AIM OF THE EXERCISE:
Go over the entries below line by line, copying each one that contains the word "other".

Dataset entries
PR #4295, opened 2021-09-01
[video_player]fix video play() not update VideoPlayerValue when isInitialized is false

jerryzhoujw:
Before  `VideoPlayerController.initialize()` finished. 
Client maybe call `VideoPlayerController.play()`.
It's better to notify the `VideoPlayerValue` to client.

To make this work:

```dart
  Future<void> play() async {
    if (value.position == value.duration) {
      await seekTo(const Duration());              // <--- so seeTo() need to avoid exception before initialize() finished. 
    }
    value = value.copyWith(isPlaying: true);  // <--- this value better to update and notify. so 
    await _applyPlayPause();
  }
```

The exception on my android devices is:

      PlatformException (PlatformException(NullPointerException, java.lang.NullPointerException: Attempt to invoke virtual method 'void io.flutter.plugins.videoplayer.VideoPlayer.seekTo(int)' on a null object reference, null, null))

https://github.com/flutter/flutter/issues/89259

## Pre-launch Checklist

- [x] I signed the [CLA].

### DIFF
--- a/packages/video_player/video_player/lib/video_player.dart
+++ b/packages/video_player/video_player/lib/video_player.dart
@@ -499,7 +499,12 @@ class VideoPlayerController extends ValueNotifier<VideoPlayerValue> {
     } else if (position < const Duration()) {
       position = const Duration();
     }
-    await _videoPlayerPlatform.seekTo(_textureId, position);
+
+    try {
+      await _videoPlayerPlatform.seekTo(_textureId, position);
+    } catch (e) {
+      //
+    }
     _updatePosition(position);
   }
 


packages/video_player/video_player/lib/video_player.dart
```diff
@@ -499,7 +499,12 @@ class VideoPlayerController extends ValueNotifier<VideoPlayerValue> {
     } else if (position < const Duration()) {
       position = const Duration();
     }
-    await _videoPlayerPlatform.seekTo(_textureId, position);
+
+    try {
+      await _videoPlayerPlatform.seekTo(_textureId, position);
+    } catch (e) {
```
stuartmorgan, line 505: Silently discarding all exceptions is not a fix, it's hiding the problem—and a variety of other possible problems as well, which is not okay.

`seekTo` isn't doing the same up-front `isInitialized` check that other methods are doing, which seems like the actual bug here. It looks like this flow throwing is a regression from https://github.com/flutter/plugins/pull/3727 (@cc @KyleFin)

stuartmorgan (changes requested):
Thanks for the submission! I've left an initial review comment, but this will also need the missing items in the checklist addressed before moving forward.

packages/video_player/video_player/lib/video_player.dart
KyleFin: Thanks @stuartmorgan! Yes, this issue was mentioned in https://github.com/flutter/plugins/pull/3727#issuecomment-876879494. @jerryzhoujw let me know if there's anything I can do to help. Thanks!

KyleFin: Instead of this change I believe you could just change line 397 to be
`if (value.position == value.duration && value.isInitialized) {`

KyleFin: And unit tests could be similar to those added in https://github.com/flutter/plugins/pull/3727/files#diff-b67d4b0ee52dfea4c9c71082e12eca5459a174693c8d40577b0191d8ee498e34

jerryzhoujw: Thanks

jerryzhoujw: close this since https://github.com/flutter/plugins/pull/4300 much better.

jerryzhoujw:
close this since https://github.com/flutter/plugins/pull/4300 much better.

TASK SOLUTION:
stuartmorgan, line 505: Silently discarding all exceptions is not a fix, it's hiding the problem—and a variety of other possible problems as well, which is not okay.
`seekTo` isn't doing the same up-front `isInitialized` check that other methods are doing, which seems like the actual bug here. It looks like this flow throwing is a regression from https://github.com/flutter/plugins/pull/3727 (@cc @KyleFin)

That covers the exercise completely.